AVAILABLE DATA Block Start

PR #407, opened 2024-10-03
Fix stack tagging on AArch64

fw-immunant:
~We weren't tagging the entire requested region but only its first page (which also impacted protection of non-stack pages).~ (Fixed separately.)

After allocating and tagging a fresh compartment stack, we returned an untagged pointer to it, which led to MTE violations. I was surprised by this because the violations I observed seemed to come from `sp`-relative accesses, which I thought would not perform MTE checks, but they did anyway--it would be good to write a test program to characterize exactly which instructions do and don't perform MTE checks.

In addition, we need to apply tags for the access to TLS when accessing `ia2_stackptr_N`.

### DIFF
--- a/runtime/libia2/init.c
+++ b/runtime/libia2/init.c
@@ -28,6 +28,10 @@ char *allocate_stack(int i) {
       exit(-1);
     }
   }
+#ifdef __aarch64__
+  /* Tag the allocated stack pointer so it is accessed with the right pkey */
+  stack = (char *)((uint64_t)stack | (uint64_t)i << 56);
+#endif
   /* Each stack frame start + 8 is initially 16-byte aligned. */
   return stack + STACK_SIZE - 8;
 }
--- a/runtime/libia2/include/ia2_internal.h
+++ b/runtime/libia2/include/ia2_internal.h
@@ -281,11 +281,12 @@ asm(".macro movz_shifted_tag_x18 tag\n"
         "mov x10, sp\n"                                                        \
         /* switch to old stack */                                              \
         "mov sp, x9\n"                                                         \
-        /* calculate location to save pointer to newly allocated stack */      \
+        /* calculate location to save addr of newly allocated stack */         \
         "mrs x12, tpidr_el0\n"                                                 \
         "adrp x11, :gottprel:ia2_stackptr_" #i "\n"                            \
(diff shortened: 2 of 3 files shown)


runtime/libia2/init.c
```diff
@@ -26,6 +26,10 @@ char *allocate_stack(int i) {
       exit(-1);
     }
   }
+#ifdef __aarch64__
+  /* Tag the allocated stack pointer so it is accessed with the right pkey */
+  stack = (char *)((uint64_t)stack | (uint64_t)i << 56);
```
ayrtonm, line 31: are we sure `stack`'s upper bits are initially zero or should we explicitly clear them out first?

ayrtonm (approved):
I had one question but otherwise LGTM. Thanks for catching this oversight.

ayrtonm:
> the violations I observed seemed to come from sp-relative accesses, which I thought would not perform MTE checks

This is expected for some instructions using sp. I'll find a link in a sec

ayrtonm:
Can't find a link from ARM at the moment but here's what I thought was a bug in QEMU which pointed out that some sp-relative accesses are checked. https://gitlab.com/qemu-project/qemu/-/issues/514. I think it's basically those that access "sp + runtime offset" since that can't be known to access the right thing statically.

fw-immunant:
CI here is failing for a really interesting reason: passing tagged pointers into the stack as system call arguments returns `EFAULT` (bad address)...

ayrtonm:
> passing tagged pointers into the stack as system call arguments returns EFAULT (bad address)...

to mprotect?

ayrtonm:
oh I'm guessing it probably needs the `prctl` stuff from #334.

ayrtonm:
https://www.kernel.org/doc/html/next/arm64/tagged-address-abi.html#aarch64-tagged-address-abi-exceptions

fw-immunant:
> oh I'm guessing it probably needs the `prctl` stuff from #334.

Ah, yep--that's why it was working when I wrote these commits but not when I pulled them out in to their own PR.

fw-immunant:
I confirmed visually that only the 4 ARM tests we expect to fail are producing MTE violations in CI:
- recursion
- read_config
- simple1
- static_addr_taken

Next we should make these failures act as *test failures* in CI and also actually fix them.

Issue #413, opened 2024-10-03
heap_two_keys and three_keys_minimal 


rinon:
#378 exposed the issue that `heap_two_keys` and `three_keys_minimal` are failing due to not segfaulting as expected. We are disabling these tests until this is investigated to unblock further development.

AVAILABLE DATA Block End

Copy out each line of the data that has the word "these" in it.

Ah, yep--that's why it was working when I wrote these commits but not when I pulled them out in to their own PR.
Next we should make these failures act as *test failures* in CI and also actually fix them.
#378 exposed the issue that `heap_two_keys` and `three_keys_minimal` are failing due to not segfaulting as expected. We are disabling these tests until this is investigated to unblock further development.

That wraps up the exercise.